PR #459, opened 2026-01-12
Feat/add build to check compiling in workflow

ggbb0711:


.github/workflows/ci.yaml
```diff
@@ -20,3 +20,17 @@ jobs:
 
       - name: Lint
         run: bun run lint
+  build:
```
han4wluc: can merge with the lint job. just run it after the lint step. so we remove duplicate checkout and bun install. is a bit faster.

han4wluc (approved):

-- -- --

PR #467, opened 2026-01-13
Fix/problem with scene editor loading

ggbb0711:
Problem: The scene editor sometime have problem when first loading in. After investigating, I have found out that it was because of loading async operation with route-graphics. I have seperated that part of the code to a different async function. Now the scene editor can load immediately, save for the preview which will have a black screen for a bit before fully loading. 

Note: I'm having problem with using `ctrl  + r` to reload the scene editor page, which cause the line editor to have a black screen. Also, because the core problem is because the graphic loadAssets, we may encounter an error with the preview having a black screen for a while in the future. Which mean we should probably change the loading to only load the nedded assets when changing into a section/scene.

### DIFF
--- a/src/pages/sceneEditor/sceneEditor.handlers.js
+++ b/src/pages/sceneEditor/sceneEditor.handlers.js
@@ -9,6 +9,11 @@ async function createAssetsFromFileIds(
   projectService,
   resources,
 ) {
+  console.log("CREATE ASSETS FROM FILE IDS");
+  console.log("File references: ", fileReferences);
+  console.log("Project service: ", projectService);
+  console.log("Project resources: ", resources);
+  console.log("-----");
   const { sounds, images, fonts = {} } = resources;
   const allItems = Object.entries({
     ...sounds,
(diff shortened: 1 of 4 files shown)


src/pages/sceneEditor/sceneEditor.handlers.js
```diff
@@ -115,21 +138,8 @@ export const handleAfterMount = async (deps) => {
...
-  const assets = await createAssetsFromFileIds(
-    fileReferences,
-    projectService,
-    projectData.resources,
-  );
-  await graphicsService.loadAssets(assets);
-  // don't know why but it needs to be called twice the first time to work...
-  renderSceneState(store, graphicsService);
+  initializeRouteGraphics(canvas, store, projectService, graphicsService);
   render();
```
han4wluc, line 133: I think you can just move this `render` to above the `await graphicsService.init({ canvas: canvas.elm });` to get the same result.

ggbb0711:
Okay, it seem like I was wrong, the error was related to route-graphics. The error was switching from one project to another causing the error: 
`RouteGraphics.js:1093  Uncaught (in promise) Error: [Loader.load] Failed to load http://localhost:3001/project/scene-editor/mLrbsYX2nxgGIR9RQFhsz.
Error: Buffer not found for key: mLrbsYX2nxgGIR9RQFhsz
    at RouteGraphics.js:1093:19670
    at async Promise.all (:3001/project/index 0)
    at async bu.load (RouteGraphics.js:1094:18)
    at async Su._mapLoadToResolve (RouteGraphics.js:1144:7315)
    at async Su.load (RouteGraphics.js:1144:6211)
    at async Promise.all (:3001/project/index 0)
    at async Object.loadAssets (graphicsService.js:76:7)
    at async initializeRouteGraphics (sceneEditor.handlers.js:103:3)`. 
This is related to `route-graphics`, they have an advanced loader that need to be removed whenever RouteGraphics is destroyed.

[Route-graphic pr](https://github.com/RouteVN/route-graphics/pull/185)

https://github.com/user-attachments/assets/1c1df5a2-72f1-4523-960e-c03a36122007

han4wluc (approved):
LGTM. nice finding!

-- -- --

### What to do
Extract each line from the entries above that contains the string "related".

### Output for this exercise
Okay, it seem like I was wrong, the error was related to route-graphics. The error was switching from one project to another causing the error: 
This is related to `route-graphics`, they have an advanced loader that need to be removed whenever RouteGraphics is destroyed.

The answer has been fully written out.